一对多关系中,根据Many的数量多少可以进一步分出One to Few。如果是One to Few的情况可以使用内嵌。如果Many数量实在太大,则可以建立新的集合进行连接。

Many to Many

多对多关系也可以分为Few to Few和Many to Many。可以建立单向或者双向连接,如果使用内嵌会导致数据重复(eg. 书和作者多对多关系中如果把书内嵌到作者中,一本书对应的文档会在多个读者文档中出现多次)。

Tree

树结构的表示(不要使用链表那样的结构,即一个Category中只存上一级,因为需要寻找多次才能找到顶部)。

Products: category: 7 product_name: “toothbrush”

Categories: _id: 7 category_name: “outdoors” ancestors: [3, 4 ,6] # 按树的顺序从上到下排列

Handling Blob

GridFS 用于把较大文件分割成多份存入Mongodb

import pymongo
import gridfs

connection = pymongo.MongoClient()

db = connection.test
file_meta = db.file_meta
file_used = "sample_128_mb.txt"

grid = gridfs.GridFS(db, "text") # 第二个参数为集合名,默认为fs
fin = open(file_used, "rb")  # 下一行put方法不支持unicode,所以用python3的话需要用二进制方式读取

_id = grid.put(fin)
fin.close()
print "id of file is", _id

file_meta.insert( { "grid_id": _id, "filename": file_used})

Assignment

3.1

数据集长这样:

{
	"_id" : 3,
	"name" : "Bao Ziglar",
	"scores" : [
		{
			"type" : "exam",
			"score" : 71.64343899778332
		},
		{
			"type" : "quiz",
			"score" : 24.80221293650313
		},
		{
			"type" : "homework",
			"score" : 1.694720653897219
		},
		{
			"type" : "homework",
			"score" : 42.26147058804812
		}
	]
}
{
	"_id" : 0,
	"name" : "aimee Zank",
	"scores" : [
		{
			"type" : "exam",
			"score" : 1.463179736705023
		},
		{
			"type" : "quiz",
			"score" : 11.78273309957772
		},
		{
			"type" : "homework",
			"score" : 6.676176060654615
		},
		{
			"type" : "homework",
			"score" : 35.8740349954354
		}
	]
}

题目要求删除类型为homework最低成绩,最后剩下三个不同类型的成绩。 偶的代码长这样:

import pymongo

connection = pymongo.MongoClient()
db = connection.school
students = db.students

for ele in students.find({}):
    min_score = None
    for index, score in enumerate(ele['scores']):
        if score['type'] == "homework":
            if min_score is None:
                min_score = score['score']
            elif score['score'] < min_score:
                min_score = score['score']
    result = students.update({'_id':ele['_id']},{'$pull':{'scores':
                                {'type':"homework", 'score':min_score}}},multi=True)

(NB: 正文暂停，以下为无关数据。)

PR #479, opened 2017-06-29
Upload job resources through IMap

viliam-durina:


hazelcast-jet-core/src/main/java/com/hazelcast/jet/impl/ResourceUploader.java
```diff
@@ -0,0 +1,113 @@
...
+import java.util.Map;
+import java.util.jar.JarEntry;
+import java.util.jar.JarInputStream;
+import java.util.zip.DeflaterOutputStream;
+
+import static com.hazelcast.jet.impl.util.ExceptionUtil.rethrow;
+
+public class ResourceUploader {
+
+    private static final int MAP_PUT_BATCH_SIZE_BYTES = 1 << 18; // 256kB
```
cangencer: Map.putAll already sends one message/operation per partition, so this value can be much higher or removed all together

hazelcast-jet-core/src/main/java/com/hazelcast/jet/impl/ResourceUploader.java
```diff
@@ -0,0 +1,113 @@
...
+                }
+                readStreamAndPutCompressedToMap(jis, jarEntry.getName());
+            }
+        }
+    }
+
+    private void readStreamAndPutCompressedToMap(InputStream in, String resourceId) throws IOException {
+        String key = "res:" + resourceId;
+        // ignore duplicates: the first resource in first jar takes precedence
+        if (targetMap.containsKey(key)) {
```
cangencer: we should probably avoid a remote RPC call here. We can keep track locally which ones have already been added.

hazelcast-jet-core/src/main/java/com/hazelcast/jet/impl/JetClientInstanceImpl.java
```diff
@@ -94,42 +84,14 @@ protected JobImpl(DAG dag, JobConfig config) {
         @Override
         public Future<Void> execute() {
             long executionId = getIdGenerator().newId();
-            deployResources(executionId);
+            new ResourceUploader(JetClientInstanceImpl.this, executionId).uploadMetadata(config);
```
cangencer: better to just pass the required map here

hazelcast-jet-core/src/main/java/com/hazelcast/jet/impl/ResourceUploader.java
```diff
@@ -0,0 +1,113 @@
...
+                if (jarEntry.isDirectory()) {
+                    continue;
+                }
+                readStreamAndPutCompressedToMap(jis, jarEntry.getName());
+            }
+        }
+    }
+
+    private void readStreamAndPutCompressedToMap(InputStream in, String resourceId) throws IOException {
+        String key = "res:" + resourceId;
```
cangencer: the prefix should be refactored to a util method, since it's duplicated in several places.

viliam-durina:
verify

viliam-durina:
verify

十几行代码搞了好久,因为没搞清楚$elemenMatch的用法,误以为这里需要使用。最后是在官方文档里找到了,原文如下:

Because $pull operator applies its query to each element as though it were a 1top-level object, the expression did not require the use of $elemMatch to specify the condition of a score field equal to 8 and item field equal to “B”.

所以其实是再内嵌一层文档才需要使用$elemMatch的。